Anyone marrying into the family would be quite overwhelmed by all the simple things that are done. For example, when my father turned 50, Diana threw him a private birthday party at Kensington Palace. It was very subtle ways that you sort of recognized what the order of things were. When Diana finished her meal, we all stopped eating regardless of whether or not we were done. When she stood up, the party was over and it was time to go. It’s simple things that show you that you were not to outstay your welcome or that it’s time to move on, so that everything is very appropriate, but in a comfortable way. Protocol is just done for the comfort of the Royal Family because so many people are starstruck and don’t quite know how to behave. Protocol is very helpful as a guideline, really.
SL: At the BAFTA dinner back in July, someone had briefed guests in the room before William and Catherine came in and explained, “You don’t have to curtsy, you don’t have to bow, you can just shake their hand. Do William and Kate not want anyone follow protocol?
VA: I think William and Kate hope to make everybody as comfortable as possible. They recognize that royalty can be seen as something of an archaic institution to younger generations and that people think it’s a bit silly these days to have to curtsy to someone. I think it’s the mark of respect to their position and to who they are that it’s appropriate to curtsy or bow. But I think it’s part of their transformation of this new generation of the monarchy, I suppose, where they want to be seen as more accessible, to be more available to people.
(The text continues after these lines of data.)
PR #187, opened 2022-08-29
Add framwork for applying ocean alkalinization scenarios

JorgSchwinger:
This PR adds two modules to iHAMOCC that read and apply an alkalinity flux to the surface layer. Future addition of more alkalinization scenarios can be done easily by modifications in mo_read_oafx.F90.

There is currently no configuration through the NorESM xml-files available. For now, this is only for expert users who can set ´do_oalk´ to true in user_nl_blom. If ´do_oalk´ is set to false (the default) the model produces bit-identical results compared to the CMIP6 version.

### DIFF
--- a/cime_config/buildnml
+++ b/cime_config/buildnml
@@ -207,11 +207,11 @@ if ($BLOM_N_DEPOSITION == TRUE) then
     set NDEPFNAME = ndep_201501-210012-${BLOM_NDEP_SCENARIO}_tnx1v4_20191112.nc
   else if( $BLOM_NDEP_SCENARIO == UNSET ) then
     set DO_NDEP   = .false.
-    set NDEPFNAME = ""
+    set NDEPFNAME = "''"
   endif
 else
   set DO_NDEP   = .false.
-  set NDEPFNAME = ""
+  set NDEPFNAME = "''"
 endif
 if ($HAMOCC_SEDSPINUP == TRUE) then
   set DO_SEDSPINUP = .true.
@@ -230,8 +230,13 @@ if ($HAMOCC_VSLS == TRUE && $OCN_GRID != tnx1v4) then
   echo "$0 ERROR: HAMOCC_VSLS == TRUE not possible with this grid resolution (no swa-climatology available) "
   exit -1
 endif
+# For the following options, there are currently no switches in Case-XML files.
+# These options can be activated by expert users via user namelist.
+set DO_OALK = .false.
+set OALKSCEN = "''"
+set OALKFILE = "''"
 set WITH_DMSPH = .false.
-set PI_PH_FILE = ""
+set PI_PH_FILE = "''"
 
 # set DIAPHY defaults 
 set GLB_FNAMETAG = "'hd','hm','hy'"  
@@ -1448,6 +1453,9 @@ cat >>! $RUNDIR/ocn_in$inststr << EOF
   RIVINFILE    = $RIVINFILE 
   DO_NDEP      = $DO_NDEP
   NDEPFILE     = $NDEPFILE
+  DO_OALK      = $DO_OALK
+  OALKSCEN     = $OALKSCEN
+  OALKFILE     = $OALKFILE
   DO_SEDSPINUP = $DO_SEDSPINUP
   SEDSPIN_YR_S = $SEDSPIN_YR_S
   SEDSPIN_YR_E = $SEDSPIN_YR_E
@@ -1853,6 +1861,11 @@ EOF
   if ($BLOM_N_DEPOSITION == TRUE) then
 cat >> $CASEBUILD/blom.input_data_list << EOF
 n_deposition_file = `echo $NDEPFILE | tr -d '"' | tr -d "'"`
+EOF
+  endif
+  if ($OALKFILE != "''") then
+cat >> $CASEBUILD/blom.input_data_list << EOF
+oafx_file = `echo $OAFILE | tr -d '"' | tr -d "'"`
 EOF
   endif
   if ($HAMOCC_VSLS == TRUE) then
--- a/cime_config/buildnml
+++ b/cime_config/buildnml
@@ -1865,7 +1865,7 @@ EOF
   endif
   if ($OALKFILE != "''") then
 cat >> $CASEBUILD/blom.input_data_list << EOF
-oafx_file = `echo $OAFILE | tr -d '"' | tr -d "'"`
+oafx_file = `echo $OALKFILE | tr -d '"' | tr -d "'"`
 EOF
   endif
   if ($HAMOCC_VSLS == TRUE) then
--- a/hamocc/hamocc4bcm.F90
+++ b/hamocc/hamocc4bcm.F90
@@ -19,7 +19,7 @@
 
       SUBROUTINE HAMOCC4BCM(kpie,kpje,kpke,kbnd,kplyear,kplmon,kplday,kldtday,&
                             pdlxp,pdlyp,pddpo,prho,pglat,omask,               &
-                            dust,rivin,ndep,pi_ph,                            &
+                            dust,rivin,ndep,oafx,pi_ph,                            &
                             pfswr,psicomo,ppao,pfu10,ptho,psao,               &
                             patmco2,pflxco2,pflxdms,patmbromo,pflxbromo)
 !******************************************************************************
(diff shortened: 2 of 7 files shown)


cime_config/buildnml
```diff
@@ -1853,6 +1861,11 @@ EOF
   if ($BLOM_N_DEPOSITION == TRUE) then
 cat >> $CASEBUILD/blom.input_data_list << EOF
 n_deposition_file = `echo $NDEPFILE | tr -d '"' | tr -d "'"`
+EOF
+  endif
+  if ($OALKFILE != "''") then
+cat >> $CASEBUILD/blom.input_data_list << EOF
+oafx_file = `echo $OAFILE | tr -d '"' | tr -d "'"`
```
TomasTorsvik:
```suggestion
oafx_file = `echo $OALKFILE | tr -d '"' | tr -d "'"`
```
I'm guessing this is a typo

hamocc/mo_read_oafx.F90
```diff
@@ -0,0 +1,277 @@
...
+!******************************************************************************
+  implicit none
+
+  private
+  public :: ini_read_oafx,get_oafx,oalkscen,oalkfile
+
+  real,allocatable, save :: oalkflx(:,:)
+   
+  character(len=128), save :: oalkscen=''
+  character(len=512), save :: oalkfile=''
```
TomasTorsvik, line 70: Looks like there is no routine for reading in alkalinity flux from a file. Have you thought to implement such a routine?

hamocc/mo_read_oafx.F90
```diff
@@ -0,0 +1,277 @@
...
+    oafx(:,:) = oalkflx(:,:)
+
+  else
+    
+    write(io_stdo_bgc,*) ''
+    write(io_stdo_bgc,*) 'get_oafx: invalid alkalinization scenario... '
+    call xchalt('(get_oafx)')
+    stop '(get_oafx)' 
+      
+  endif
```
TomasTorsvik, line 282: In the current implementation the simulation will stop if the `oalkscen` is not a valid string. Would you have a separate scenario label in case the if `oalkfile` is used for input, or do you have some other idea in mind?

TomasTorsvik (commented):
I think it could be useful to give feedback that the current implementation does not support a file input for alkalinity flux (assuming that I have not missed something).

Also, how to deal with the case if a user provides both an `oalkscen` and an `oalkfile` input, which one will take precedence? One could set a specific `oalkscen` string when using the input data file, then the user would have to set both of these.

JorgSchwinger:
Thanks for the feedback, Tomas. 

This is really only the framework for adding alkalinization scenarios. Some will need a dedicated input file, some (as the two simple schemes already there) will not need a file. Since we now always specify the full path name of input files (and HAMOCC does not know the base path to the input data directory) it is difficult to avoid the namelist input of a filename. Whether the file name is correct for a given scenario is (for now) up to the user. Later (if we want to make this available to a broader user community) this can be done through env_run.xml and the scripting system such that for a selected scenario the correct file is chosen.

hamocc/mo_read_oafx.F90
JorgSchwinger: A valid scenario label always needs to be provided. Whether a file has to be read depends on the given scenario. So if a scenario requires a file, this needs to be checked in the respective section.

hamocc/mo_read_oafx.F90
JorgSchwinger: Yes, not yet. See below.

cime_config/buildnml
JorgSchwinger: Yes, thanks for spotting this. Will correct.

TomasTorsvik (approved):

hamocc/mo_apply_oafx.F90
```diff
@@ -0,0 +1,105 @@
...
+  if (.not. do_oalk) return 
+
+  ! alkalinization in topmost layer 
+  do j=1,kpje
+  do i=1,kpie
+    if (omask(i,j).gt.0.5) then
+      ocetra(i,j,1,ialkali)=ocetra(i,j,1,ialkali)+oafx(i,j)*dtb/365./pddpo(i,j,1)
+#ifdef natDIC
+      ocetra(i,j,1,inatalkali)=ocetra(i,j,1,inatalkali)+oafx(i,j)*dtb/365./pddpo(i,j,1)
+#endif
```
tjiputra: I can't imagine an experiment where we'd want to see how the natural CO2 flux affected by oalk. Natural DIC/ALK tracers shouldn't be affected by anthropogenic perturbations, except for climate change. Maybe you have something else in mind.

hamocc/mo_read_oafx.F90
```diff
@@ -0,0 +1,277 @@
...
+      else
+        addalk_tot = addalk_0p56
+      endif
+    
+      ! Calculate alkalinity flux (kmol m^2 yr-1) to be applied
+      avflx = addalk_tot/ztotarea*Pmol2kmol
+      if(mnproc.eq.1) then
+        write(io_stdo_bgc,*)' '
+        write(io_stdo_bgc,*)' applying alkalinity flux of ', avflx, ' kmol m-2 yr-1'
+        write(io_stdo_bgc,*)'             over an area of ', ztotarea , ' m-2'
```
tjiputra: m2

tjiputra (approved):

hamocc/mo_apply_oafx.F90
JorgSchwinger: Thanks Jerry, you are right. One could think of a tracer that is affected by alkalinization but not by rising CO2, but I agree that the "natural" tracers should be reserved for the unperturbed state. I will remove this #natDIC section.

hamocc/mo_read_oafx.F90
```diff
@@ -0,0 +1,277 @@
...
+   
+      allocate(oalkflx(kpie,kpje),stat=errstat)
+      if(errstat.ne.0) stop 'not enough memory oalkflx'
+      oalkflx(:,:) = 0.0
+
+      ! Calculate total ocean area 
+      ztmp1(:,:)=0.0
+      do j=1,kpje
+      do i=1,kpie
+        if( omask(i,j).gt.0.5 .and. pglat(i,j)<70.0 .and. pglat(i,j)>-60.0 ) then
```
jmaerz: Maybe a stupid question, but why do you limit the ocean region here and below? - if it is a matter of the scenario (and the application area) I would still prefer not hard-coded areas - rather determined by some parameters (that one can change easier and consistently).

hamocc/mo_apply_oafx.F90
```diff
@@ -0,0 +1,102 @@
...
+  ! local variables 
+  integer :: i,j
+
+  if (.not. do_oalk) return 
+
+  ! alkalinization in topmost layer 
+  do j=1,kpje
+  do i=1,kpie
+    if (omask(i,j).gt.0.5) then
+      ocetra(i,j,1,ialkali)=ocetra(i,j,1,ialkali)+oafx(i,j)*dtb/365./pddpo(i,j,1)
```
jmaerz, line 92: Maybe more of a general question: do we have a variable for the year length (in days)? - if so, it could be used here.

hamocc/hamocc4bcm.F90
```diff
@@ -66,6 +66,7 @@ SUBROUTINE HAMOCC4BCM(kpie,kpje,kpke,kbnd,kplyear,kplmon,kplday,kldtday,&
 !  *REAL*    *dust*       - dust deposition flux [kg/m2/month].
 !  *REAL*    *rivin*      - riverine input [kmol m-2 yr-2].
 !  *REAL*    *ndep*       - nitrogen deposition [kmol m-2 yr-2].
+!  *REAL*    *oaflx*      - alkalinity flux from alkalinization [kmol m-2 yr-2]
```
jmaerz: Maybe I miss something, but typos in the rivin, ndep, oaflx units (yr-1 ?!)?

jmaerz (approved):
Approved from my side.

hamocc/mo_read_oafx.F90
JorgSchwinger: That's the CDRMIP protocol (assuming that the ocean is mostly ice-free between 60S and 70N). I have changed this to be parameters in the module header.

hamocc/hamocc4bcm.F90
JorgSchwinger: Corrected

hamocc/mo_apply_oafx.F90
JorgSchwinger: No, we don't have that. We don't even have a module where such parameters would fit in naturally  (both mo_control and mo_param1 are not really the place for general purpose parameters). Should we make a new on (e.g. mo_param0)?

jmaerz: I guess, I was also thinking about leap years (which might have been defined in BLOM)  and/or other setups for more crazy applications (longer/shorter days, years, ...). Technically, it would be good to have such module, however, I see for time-related parameters the need to keep these manageable via the driving model (aka BLOM for the most time). Other than that hamocc_init is currently the place, where I would store/define it. But nevermind, it was a really general question.

JorgSchwinger: I agree, with respect to calendar related things we would need to pass this from BLOM to HAMOCC via hamocc_ini (although I'm not sure whether we would ever run NorESM or BLOM on a calendar other than 'noleap'). I'm closing and merging this now - thanks for the thorough reviews!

They got a wonderful way with the everyday person, just as Diana did. It’s really more about having an understanding of regular people. Prince Charles is criticized with being aloof or standoffish, but he’s of a different generation and that’s how he was brought up to behave. It can, however, make him quite difficult to feel a personal connection with. William knows it’s a terrible burden to bear that the future of the monarchy does really rest on his and Kate’s shoulders. And so in order to make it successful, they’ve got to make themselves as open and available to people as possible, and that is, of course the younger generation. I think it’s lovely to see this couple idolized. It’s refreshing. Kate, of course is such a lady. She is the epitome of class and decorum rather than seeing a photo Paris Hilton falling out of a night club, flashing her underwear.
SL: That’s another thing that we absolutely adore about Kate. She is a classic beauty. It’s so wonderful for young girls to have someone the Duchess of Cambridge to look up to, be it fashion-wise or behavioral-wise, and it’s exciting that she’s going to be the Queen of England someday. This is the woman that everyone can look up to.
VA: Absolutely. I think we can really feel confident about her future role. There were naysayers in the beginning who said, “Oh, they’ll never make it” or “They’ll get divorced, I give them 10 years,” but I think just the way the palace is introducing Kate to royal life speaks volumes of what they’ve learned in the past and how much support she has. It’s these sorts of elements put in place that are really going to help her continue.
When Diana was told, “You’re the Princess…and GO!” it was incredibly hard.Plus, she was 10 years younger than Kate without a university degree. I get cross when people say that Kate’s not doing enough. If you just threw Kate out there, it’s like saying to someone who’s just graduated medical school, “Okay, now do a triple bypass surgery on your own.” It’s a job just the same as any other job. Kate needs to gain experience and learn to do it to the best of her abilities. I think she’s got a very bright future ahead and I’m excited to see what she’s got in store for us.